*Exercise details*
Your answer should be the lines of the data below that contain "behaviour".

Entries taken from a collection
━━━━━━━━━━

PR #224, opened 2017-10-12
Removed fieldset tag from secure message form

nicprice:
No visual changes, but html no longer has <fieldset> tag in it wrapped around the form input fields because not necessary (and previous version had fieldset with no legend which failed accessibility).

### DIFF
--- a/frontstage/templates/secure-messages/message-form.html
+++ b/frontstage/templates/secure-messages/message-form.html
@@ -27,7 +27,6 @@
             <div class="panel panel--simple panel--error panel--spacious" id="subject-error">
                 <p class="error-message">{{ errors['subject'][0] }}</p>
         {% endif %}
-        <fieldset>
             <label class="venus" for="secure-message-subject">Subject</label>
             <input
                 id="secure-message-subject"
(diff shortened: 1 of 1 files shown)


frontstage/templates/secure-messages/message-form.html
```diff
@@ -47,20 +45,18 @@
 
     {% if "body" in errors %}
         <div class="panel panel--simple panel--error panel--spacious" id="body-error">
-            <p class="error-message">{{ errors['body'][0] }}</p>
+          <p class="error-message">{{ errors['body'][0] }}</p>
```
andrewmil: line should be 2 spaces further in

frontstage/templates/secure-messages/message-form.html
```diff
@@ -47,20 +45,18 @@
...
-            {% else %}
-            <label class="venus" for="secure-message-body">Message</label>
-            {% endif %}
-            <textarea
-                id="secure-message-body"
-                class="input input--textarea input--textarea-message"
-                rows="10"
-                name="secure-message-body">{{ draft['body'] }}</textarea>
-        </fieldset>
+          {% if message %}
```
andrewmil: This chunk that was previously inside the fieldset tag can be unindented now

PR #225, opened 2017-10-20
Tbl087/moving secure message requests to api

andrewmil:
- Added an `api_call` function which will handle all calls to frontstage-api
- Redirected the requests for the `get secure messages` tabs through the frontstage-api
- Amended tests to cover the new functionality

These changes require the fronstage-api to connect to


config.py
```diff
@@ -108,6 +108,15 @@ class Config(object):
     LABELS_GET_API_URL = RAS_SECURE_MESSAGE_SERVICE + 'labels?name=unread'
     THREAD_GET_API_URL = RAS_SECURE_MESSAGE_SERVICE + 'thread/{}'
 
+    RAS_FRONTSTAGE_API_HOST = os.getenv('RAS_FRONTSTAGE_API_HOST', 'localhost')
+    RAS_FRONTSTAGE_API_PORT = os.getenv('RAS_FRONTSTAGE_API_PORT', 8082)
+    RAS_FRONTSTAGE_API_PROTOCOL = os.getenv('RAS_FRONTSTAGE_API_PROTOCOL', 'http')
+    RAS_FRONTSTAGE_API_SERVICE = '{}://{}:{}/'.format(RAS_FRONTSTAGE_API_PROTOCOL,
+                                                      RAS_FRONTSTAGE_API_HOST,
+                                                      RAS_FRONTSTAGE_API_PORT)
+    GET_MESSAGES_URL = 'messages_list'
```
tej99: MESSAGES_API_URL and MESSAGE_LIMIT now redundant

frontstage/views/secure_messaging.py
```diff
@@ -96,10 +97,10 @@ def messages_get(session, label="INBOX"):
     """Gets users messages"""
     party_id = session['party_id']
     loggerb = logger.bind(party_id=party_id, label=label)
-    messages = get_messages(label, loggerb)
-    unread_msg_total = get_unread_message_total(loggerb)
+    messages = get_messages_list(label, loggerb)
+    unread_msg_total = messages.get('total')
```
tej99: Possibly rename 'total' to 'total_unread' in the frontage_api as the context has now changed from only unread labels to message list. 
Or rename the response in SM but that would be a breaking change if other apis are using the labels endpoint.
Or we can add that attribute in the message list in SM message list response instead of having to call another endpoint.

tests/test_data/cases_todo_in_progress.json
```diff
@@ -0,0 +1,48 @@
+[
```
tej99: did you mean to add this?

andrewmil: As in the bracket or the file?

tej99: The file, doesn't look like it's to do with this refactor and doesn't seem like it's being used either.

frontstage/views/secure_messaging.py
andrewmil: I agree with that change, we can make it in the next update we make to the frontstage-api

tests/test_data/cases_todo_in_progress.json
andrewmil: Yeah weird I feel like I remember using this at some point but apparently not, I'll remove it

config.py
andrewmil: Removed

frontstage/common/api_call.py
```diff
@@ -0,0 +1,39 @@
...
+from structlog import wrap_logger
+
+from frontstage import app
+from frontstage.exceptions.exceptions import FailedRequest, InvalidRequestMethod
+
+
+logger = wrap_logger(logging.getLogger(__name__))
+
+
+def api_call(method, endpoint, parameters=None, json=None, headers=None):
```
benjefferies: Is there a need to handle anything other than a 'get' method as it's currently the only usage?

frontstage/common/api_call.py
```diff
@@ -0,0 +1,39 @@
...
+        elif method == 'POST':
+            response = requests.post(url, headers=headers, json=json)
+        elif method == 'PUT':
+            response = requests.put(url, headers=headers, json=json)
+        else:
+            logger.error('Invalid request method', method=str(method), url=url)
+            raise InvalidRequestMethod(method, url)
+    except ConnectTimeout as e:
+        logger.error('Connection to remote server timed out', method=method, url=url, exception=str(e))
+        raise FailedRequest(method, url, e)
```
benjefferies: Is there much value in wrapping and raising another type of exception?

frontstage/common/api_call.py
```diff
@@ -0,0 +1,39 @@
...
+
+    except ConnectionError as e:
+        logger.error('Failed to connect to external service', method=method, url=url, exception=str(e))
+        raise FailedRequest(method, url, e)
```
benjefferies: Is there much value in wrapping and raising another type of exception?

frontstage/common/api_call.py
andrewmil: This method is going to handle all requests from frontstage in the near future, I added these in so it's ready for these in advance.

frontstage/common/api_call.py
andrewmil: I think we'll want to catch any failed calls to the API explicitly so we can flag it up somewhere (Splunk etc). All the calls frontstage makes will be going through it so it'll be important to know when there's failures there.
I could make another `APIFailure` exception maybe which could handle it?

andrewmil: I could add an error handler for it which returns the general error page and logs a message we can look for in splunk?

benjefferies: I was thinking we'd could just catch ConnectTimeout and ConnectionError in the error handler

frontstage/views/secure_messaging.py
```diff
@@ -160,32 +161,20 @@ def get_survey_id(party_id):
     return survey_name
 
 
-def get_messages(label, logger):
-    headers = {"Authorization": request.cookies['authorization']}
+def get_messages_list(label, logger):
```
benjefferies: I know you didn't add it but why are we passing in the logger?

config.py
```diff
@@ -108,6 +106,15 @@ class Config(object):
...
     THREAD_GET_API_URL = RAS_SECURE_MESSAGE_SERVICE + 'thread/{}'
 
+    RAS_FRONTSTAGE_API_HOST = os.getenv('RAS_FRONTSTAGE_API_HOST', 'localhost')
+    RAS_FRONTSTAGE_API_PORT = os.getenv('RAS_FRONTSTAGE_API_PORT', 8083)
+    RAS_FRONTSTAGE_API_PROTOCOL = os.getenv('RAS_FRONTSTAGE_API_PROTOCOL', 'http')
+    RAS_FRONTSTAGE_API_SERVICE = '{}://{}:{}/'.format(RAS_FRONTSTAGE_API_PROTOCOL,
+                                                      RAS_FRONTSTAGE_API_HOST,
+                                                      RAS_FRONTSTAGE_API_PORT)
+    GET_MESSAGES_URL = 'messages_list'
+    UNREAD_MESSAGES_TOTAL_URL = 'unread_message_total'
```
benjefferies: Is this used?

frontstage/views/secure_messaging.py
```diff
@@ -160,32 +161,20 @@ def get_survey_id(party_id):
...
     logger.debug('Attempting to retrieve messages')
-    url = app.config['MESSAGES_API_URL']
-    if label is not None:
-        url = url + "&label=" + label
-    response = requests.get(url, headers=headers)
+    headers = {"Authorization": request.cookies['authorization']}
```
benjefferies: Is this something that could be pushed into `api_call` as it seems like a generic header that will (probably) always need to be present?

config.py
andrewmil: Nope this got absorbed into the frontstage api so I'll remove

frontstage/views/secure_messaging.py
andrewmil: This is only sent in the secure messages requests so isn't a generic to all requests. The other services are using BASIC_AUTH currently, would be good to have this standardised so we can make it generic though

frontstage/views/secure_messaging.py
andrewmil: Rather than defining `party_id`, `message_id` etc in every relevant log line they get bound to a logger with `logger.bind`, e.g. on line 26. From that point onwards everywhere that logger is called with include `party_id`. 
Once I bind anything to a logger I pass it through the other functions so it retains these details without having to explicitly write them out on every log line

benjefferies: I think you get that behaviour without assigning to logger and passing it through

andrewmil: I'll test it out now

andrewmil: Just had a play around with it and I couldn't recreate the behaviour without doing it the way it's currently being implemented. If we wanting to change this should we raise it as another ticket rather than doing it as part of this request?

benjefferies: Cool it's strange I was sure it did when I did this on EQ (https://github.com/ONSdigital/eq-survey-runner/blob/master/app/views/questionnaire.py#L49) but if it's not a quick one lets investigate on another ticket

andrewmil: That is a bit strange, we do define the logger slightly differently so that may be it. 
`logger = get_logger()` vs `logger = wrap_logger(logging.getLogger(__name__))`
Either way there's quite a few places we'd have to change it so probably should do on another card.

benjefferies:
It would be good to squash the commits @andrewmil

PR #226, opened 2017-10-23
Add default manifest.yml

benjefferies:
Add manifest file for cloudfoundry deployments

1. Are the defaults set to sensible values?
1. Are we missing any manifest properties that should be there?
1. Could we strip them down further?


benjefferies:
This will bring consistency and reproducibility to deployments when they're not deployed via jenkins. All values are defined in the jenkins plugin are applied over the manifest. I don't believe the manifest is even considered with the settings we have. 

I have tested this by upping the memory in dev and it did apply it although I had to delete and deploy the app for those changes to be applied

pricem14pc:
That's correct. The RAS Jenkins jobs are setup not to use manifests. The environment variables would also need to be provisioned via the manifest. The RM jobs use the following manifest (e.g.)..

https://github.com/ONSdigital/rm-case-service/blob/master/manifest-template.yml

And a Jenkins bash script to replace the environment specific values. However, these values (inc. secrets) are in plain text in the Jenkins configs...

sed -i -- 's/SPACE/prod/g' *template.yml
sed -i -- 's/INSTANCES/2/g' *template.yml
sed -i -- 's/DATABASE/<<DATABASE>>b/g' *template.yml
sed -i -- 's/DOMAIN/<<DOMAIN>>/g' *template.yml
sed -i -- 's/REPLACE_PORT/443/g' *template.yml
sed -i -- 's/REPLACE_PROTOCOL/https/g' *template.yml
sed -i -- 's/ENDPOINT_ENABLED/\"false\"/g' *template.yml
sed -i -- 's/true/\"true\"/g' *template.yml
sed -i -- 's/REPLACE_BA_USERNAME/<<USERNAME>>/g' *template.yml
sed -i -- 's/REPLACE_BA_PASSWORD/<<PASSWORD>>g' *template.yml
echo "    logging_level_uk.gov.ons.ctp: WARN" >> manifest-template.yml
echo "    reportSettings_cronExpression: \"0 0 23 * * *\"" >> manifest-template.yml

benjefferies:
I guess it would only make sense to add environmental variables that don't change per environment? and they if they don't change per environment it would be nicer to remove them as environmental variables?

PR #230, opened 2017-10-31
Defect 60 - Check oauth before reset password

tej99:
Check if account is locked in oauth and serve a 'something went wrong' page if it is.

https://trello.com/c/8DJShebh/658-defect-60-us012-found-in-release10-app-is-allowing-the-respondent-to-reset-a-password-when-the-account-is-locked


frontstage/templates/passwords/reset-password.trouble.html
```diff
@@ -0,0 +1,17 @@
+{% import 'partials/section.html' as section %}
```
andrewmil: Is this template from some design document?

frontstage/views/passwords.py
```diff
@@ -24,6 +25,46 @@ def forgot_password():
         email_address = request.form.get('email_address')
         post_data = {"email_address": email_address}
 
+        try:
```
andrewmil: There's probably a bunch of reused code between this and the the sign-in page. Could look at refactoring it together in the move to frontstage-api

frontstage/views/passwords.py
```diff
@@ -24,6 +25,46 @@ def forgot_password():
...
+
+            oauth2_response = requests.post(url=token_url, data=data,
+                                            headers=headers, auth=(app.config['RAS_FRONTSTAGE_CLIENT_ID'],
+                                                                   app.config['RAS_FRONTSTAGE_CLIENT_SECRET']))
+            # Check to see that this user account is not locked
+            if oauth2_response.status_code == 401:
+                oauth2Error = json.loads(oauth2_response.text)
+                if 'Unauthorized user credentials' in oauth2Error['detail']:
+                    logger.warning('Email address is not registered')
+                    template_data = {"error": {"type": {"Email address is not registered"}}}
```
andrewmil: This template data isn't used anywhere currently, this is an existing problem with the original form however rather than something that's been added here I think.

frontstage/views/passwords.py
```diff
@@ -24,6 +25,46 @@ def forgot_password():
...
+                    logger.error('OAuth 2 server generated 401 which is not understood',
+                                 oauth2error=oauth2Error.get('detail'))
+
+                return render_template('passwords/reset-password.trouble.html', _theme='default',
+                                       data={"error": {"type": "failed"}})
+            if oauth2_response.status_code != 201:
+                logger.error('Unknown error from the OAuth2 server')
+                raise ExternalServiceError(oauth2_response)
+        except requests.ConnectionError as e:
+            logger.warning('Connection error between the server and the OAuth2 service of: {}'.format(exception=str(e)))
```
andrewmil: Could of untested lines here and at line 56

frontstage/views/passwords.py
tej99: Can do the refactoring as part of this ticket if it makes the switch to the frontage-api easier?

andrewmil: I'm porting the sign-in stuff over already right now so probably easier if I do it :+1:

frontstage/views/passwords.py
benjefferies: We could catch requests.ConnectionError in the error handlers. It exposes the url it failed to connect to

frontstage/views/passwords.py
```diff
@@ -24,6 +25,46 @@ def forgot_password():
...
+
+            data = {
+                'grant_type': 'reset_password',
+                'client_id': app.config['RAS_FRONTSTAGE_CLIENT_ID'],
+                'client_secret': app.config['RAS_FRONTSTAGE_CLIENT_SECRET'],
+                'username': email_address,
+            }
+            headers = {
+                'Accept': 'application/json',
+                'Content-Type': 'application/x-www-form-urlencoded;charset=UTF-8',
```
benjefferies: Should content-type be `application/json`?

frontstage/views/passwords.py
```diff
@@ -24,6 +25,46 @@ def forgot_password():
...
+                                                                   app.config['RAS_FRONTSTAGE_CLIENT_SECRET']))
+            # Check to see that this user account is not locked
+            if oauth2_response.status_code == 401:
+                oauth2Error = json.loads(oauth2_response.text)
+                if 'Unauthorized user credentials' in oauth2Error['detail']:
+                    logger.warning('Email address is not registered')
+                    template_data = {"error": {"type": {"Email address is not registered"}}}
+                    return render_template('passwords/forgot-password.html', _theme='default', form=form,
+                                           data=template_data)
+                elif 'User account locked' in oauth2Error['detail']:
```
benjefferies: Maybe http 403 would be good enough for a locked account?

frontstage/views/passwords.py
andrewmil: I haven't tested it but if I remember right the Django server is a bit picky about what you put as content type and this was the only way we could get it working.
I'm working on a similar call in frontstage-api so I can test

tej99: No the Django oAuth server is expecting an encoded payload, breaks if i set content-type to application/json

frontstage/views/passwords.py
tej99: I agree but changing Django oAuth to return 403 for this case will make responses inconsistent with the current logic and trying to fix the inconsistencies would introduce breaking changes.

━━━━━━━━━━

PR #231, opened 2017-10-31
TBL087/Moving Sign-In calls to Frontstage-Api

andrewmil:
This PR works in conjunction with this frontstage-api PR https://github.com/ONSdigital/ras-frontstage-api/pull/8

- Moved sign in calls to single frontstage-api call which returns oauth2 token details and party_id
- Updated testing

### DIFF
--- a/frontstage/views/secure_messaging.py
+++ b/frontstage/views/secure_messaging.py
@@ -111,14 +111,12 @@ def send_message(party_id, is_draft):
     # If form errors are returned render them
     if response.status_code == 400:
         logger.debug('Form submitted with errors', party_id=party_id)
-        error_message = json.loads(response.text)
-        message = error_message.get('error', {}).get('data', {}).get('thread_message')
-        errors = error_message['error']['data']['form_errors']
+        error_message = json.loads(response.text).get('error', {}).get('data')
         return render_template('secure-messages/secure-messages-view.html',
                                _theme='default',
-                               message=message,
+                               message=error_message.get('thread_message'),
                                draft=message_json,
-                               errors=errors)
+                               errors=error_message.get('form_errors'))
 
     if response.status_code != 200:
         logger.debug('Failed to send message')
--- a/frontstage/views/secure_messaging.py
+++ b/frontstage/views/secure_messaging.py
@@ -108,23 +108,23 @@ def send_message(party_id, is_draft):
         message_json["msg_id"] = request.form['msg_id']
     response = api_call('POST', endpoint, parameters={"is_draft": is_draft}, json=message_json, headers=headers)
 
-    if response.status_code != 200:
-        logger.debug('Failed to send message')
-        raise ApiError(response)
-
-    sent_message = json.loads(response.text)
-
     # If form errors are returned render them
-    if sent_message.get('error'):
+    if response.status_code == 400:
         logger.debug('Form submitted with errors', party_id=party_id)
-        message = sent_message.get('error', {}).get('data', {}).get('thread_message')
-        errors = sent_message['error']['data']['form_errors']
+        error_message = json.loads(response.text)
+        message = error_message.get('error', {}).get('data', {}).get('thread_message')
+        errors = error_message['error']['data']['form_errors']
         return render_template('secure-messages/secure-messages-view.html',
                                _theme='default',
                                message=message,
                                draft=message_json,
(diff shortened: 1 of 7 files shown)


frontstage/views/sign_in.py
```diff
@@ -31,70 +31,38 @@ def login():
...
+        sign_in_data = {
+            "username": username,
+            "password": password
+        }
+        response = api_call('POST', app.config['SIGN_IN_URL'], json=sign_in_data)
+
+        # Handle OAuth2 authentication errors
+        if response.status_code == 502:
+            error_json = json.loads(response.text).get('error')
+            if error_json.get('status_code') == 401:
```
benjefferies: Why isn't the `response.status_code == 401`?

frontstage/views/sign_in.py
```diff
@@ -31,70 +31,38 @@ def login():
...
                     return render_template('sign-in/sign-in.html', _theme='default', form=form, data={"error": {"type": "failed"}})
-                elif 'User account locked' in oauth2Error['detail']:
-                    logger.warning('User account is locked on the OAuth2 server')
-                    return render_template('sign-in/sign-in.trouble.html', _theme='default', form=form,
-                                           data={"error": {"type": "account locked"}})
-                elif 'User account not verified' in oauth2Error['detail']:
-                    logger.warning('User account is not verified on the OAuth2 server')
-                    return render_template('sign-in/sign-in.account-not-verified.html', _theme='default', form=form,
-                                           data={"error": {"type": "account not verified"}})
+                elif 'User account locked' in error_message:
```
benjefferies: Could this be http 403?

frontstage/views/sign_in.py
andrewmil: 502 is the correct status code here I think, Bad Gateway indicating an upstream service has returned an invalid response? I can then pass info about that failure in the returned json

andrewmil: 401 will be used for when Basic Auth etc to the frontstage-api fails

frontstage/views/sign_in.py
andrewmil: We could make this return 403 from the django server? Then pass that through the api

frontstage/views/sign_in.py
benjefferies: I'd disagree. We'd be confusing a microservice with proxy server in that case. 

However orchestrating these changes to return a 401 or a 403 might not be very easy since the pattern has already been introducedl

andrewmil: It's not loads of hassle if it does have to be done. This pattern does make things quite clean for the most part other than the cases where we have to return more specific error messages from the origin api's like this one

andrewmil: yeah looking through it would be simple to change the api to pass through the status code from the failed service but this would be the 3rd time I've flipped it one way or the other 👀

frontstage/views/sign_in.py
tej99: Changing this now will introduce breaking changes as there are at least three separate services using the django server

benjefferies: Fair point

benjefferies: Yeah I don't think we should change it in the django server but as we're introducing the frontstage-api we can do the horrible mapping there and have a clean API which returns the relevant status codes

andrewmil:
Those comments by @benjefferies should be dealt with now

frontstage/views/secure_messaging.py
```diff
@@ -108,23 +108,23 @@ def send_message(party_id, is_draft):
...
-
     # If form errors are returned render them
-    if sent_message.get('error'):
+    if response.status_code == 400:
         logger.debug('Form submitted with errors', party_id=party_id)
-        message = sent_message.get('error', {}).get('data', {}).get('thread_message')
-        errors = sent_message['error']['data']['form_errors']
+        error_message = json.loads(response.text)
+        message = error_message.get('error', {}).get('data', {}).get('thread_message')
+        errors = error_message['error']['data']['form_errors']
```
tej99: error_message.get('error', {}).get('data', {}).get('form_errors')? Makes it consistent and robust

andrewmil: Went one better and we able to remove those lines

━━━━━━━━━━

*Exercise solution*
benjefferies: I think you get that behaviour without assigning to logger and passing it through
andrewmil: Just had a play around with it and I couldn't recreate the behaviour without doing it the way it's currently being implemented. If we wanting to change this should we raise it as another ticket rather than doing it as part of this request?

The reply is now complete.